» DATA TO EXAMINE:

PR #3191, opened 2016-07-22
Add close database connection function

Noviny:


JedWatson:
@Noviny something to consider - how is this invoked?

Look at how `openDatabaseConnection` is added to the Keystone prototype.

Also, in my implementation I didn't need a `keystone` local variable :)

lib/core/closeDatabaseConnection.js
```diff
@@ -0,0 +1,11 @@
+var debug = require('debug')('keystone:core:closeDatabaseConnection');
+
+module.exports = function closeDatabaseConnection (callback) {
+	this.closeDatabaseConnection = function () {
```
JedWatson: You don't need this line at all. `closeDatabaseConnection` is already on the `keystone` prototype, you added it in `index.js`. It's just lines 5:8 that you need in here.

lib/core/closeDatabaseConnection.js
```diff
@@ -0,0 +1,11 @@
...
+		this.mongoose.disconnect(() => {
```
JedWatson: We're still targeting Node 0.12 which means vanilla ES5 on the server-side stuff. We'll switch to ES6 for node 4 (LTS) shortly after that's out.

JedWatson:
:+1:

PR #3212, opened 2016-07-25
Use autoFocus where possible

wmertens:
React does the right thing with it and Elemental-UI already supports it: https://github.com/elementalui/elemental/issues/165

This removes stateful code. It also works in the Modal because the Modal will not render its contents until it opens: https://github.com/elementalui/elemental/blob/620efc246d7f5fd123a2af3fa7f07bf4e745a0fb/src/components/Modal.js#L127-L128


JedWatson:
:+1: looks good @wmertens.

Issue #136, opened 2014-01-22
Add min. password complexity options


JedWatson:
At the moment, password fields validate with any complexity / length.

We should create options on the password field to specify complexity, min. length, valid characters, etc. and enforce a reasonable default.

foobar8675:
I'd like this feature as well.

UrvashIBanthia:
I would like to contribute in this project. Can you please tell us where can I find its source code?

mxstbr:
This would have to be added in `fields/types/password/PasswordType.js`, specifically the `validateInput` function in there!

mxstbr:
We're closing all feature requests to keep the issue tracker unpolluted. From now on submit feature requests on [productpains.com](https://productpains.com/post/keystonejs/add-min-password-complexity-options)!

PR #3218, opened 2016-07-26
Feature/password complexity

dariasamo:
## Description of changes

Password complexity options were added and validateInput function changed to validate password against complexity options. We can set some options to true by default, for example, asciiChar or digitChar to enforce some reasonable default, but user should be able to switch it off as well by setting option to false. If password doesn't meet some of the requirements, a message will be displayed with validation error detail.

## Related issues (if any)

https://github.com/keystonejs/keystone/issues/136

## Testing

- [x ] Please confirm `npm run test-all` ran successfully.


fields/types/password/PasswordType.js
```diff
@@ -133,6 +150,17 @@ password.prototype.validateInput = function (data, callback) {
 		detail = 'passwords must match';
 	}
 	// TODO: we could support a password complexity option (or regexp) here
```
mxstbr: This TODO is no longer needed I'm sure 😉 feel free to remove it!

fields/types/password/PasswordType.js
```diff
@@ -133,6 +150,17 @@ password.prototype.validateInput = function (data, callback) {
...
+	if (min && typeof passwordValue === 'string') {
+		result = passwordValue.length > min;
+	}
+	for (var prop in complexity) {
+		if (complexity[prop] && typeof passwordValue === 'string') {
+			result = (regexChunk[prop]).test(passwordValue);
```
mxstbr: There needs to be a check before here that makes sure that `regexChunk[prop]` exists, and if not console.logging the fact that the `complexity` option was configured wrongly on field with name `"whatever"`.

mxstbr:
This is awesome, amazing job! :+1: 

I left two comments inline with small fixes, also there should be tests for each complexity option, validating both a positive and a negative result + the resulting error messages! Other than that this looks brilliant.

fields/types/password/PasswordType.js
JedWatson: We should be passing errors to the `callback`, not throwing

mxstbr: This is a developer error, not a user error. The developer has a wrongly configured field…

JedWatson: Oh right. If we're validating options, that should happen in the constructor and throw there (so it shows the error when keystone starts, not when validation is called while the app is running)

mxstbr: Does that make sense @dariasamo?

dariasamo: We think so ;) Let us amend PR with changes and we can always fix it if it's not correct.

fields/types/password/PasswordType.js
```diff
@@ -123,16 +138,30 @@ password.prototype.compare = function (item, candidate, callback) {
  * Asynchronously confirms that the provided password is valid
  */
 password.prototype.validateInput = function (data, callback) {
-	var detail;
+	var detail = '';
```
mxstbr: Can detail not be `undefined` here?

mxstbr:
This looks awesome! One small question, what happens when you define a field with an invalid complexity option?

```JS
someField: {
  type: PasswordType,
  complexity: {
    doesntExist: true
  }
}
```

I think that _might_ throw an error?

ostruzina:
@mxstbr: Yeah, good catch. This is actually still work in progress - we still need to work on the wrong config check. I didn't realize that my commit would be added into the PR automatically :)

mxstbr:
No worries, it's good to keep the updates rolling 🚢

mxstbr:
This is awesome, looks perfect! One tiny thing then this is ready to be merged, you'll need to guard the `for-in` statement where the validation of the complexity option happens. (see http://eslint.org/docs/rules/guard-for-in)

mxstbr:
Awesome, amazing work @dariasamo @ostruzina!! 🎉

webteckie:
This is great!   Can this PR be updated with Usage instructions so that when it is time to document this it will be trivial :-)  Or open a related issue in the doc repo and specify the usage there.

dariasamo:
We will update PR with usage instructions then

mxstbr:
> We will update PR with usage instructions then

No worries, submitting a PR to `keystonejs-site` with the documentation would be the best!

ostruzina:
Ok! We plan to do that for all the new features we contributed with.

webteckie:
Actually, isn't the Readme for the password field suppose to document the options?   They show pretty nice in fields explorer:-)

PR #3043, opened 2016-06-15
Api search

WelltokCaleb:
## Description of changes

Adding two API search improvements: 
1. Previously if a search field was a relationship, it failed to parse the object id
2. Can now pass a valid JSON object to search a specific field
## Testing
- [X] Please confirm `npm run test-all` ran successfully.

PR #3226, opened 2016-07-27
implement fix to determine whether input param is string or object an…

pr1ntr:
## Description of changes
modified the `getOptions` function in `RelationshipField` to discern between `input` type. if the input type is a string the ternary breaks and returns '' as `q=`.  Added logic to check `typeof` an act accordingly.

## Related issues (if any)
https://github.com/keystonejs/keystone/pull/3043
There could be others. I am not sure there are a bunch of issues regarding autocomplete/relationships

## Testing

…d act accordingly to set q  value

### DIFF
--- a/fields/types/relationship/RelationshipField.js
+++ b/fields/types/relationship/RelationshipField.js
@@ -117,7 +117,12 @@ module.exports = Field.create({
 	},
 
 	buildOptionQuery: function (input) {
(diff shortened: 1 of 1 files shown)


JedWatson:
Great, thanks @pr1ntr!

pr1ntr:
I think it broke the linter.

» PROMPT:
Each line of the material that has the word "prop" belongs in the answer.

» RESPONSE FOR THIS EXERCISE:
+	for (var prop in complexity) {
+		if (complexity[prop] && typeof passwordValue === 'string') {
+			result = (regexChunk[prop]).test(passwordValue);
mxstbr: There needs to be a check before here that makes sure that `regexChunk[prop]` exists, and if not console.logging the fact that the `complexity` option was configured wrongly on field with name `"whatever"`.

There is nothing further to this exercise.